ASSIGNED TASK: Look at the entries below and restate word for word the lines from the first through the one that has "## Description".

EXERCISE INPUTS:
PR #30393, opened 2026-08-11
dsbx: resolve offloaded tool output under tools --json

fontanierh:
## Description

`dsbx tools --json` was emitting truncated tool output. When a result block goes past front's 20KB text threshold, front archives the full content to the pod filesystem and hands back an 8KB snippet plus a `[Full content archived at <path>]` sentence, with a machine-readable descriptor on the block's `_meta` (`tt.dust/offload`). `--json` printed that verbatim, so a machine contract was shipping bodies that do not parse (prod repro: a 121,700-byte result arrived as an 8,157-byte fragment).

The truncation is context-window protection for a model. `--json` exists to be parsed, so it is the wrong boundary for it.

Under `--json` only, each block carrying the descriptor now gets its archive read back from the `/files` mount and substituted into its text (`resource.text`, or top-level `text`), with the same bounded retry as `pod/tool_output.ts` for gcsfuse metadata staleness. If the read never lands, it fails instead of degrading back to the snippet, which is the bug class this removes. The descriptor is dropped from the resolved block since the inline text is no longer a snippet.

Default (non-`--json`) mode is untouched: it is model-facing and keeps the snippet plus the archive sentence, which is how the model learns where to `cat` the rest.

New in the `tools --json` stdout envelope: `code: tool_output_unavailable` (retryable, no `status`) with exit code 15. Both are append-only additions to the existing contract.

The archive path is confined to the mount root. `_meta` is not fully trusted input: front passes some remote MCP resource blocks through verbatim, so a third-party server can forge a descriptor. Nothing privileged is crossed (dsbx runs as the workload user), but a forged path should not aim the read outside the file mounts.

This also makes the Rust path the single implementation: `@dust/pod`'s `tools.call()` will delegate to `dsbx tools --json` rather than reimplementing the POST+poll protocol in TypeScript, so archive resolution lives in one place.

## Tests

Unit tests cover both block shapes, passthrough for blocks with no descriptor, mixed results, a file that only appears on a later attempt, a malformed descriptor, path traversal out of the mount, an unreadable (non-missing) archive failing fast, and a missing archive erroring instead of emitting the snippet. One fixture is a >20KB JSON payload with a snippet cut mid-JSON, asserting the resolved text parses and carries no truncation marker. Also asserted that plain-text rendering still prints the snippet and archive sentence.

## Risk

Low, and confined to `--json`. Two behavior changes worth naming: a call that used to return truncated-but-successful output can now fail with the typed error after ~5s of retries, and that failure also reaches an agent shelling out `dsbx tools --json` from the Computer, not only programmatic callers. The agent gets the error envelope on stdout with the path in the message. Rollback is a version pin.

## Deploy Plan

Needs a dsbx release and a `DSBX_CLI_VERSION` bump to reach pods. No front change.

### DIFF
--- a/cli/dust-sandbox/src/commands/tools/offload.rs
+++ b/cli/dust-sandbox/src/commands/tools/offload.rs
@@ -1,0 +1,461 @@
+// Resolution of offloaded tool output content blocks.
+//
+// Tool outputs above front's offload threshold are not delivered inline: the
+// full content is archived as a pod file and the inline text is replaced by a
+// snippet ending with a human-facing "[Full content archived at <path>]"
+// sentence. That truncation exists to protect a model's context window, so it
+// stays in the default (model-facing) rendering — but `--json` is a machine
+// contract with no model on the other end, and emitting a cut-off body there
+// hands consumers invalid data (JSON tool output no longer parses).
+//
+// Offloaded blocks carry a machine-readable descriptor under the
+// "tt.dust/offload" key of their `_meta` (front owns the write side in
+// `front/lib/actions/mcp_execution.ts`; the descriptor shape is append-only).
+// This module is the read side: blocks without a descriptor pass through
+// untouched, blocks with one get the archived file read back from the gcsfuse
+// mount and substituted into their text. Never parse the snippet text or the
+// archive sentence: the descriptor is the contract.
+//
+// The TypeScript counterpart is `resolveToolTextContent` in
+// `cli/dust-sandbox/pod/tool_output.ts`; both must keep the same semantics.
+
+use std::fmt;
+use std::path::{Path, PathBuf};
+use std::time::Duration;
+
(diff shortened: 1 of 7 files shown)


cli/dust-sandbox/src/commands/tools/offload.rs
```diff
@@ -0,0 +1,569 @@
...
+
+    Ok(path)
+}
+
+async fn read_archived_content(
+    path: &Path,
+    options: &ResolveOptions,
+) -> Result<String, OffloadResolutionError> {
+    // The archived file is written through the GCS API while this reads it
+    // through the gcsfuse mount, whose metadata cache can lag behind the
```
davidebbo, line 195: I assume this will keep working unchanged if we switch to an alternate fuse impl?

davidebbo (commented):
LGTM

RESPONSE:
PR #30393, opened 2026-08-11
dsbx: resolve offloaded tool output under tools --json

fontanierh:
## Description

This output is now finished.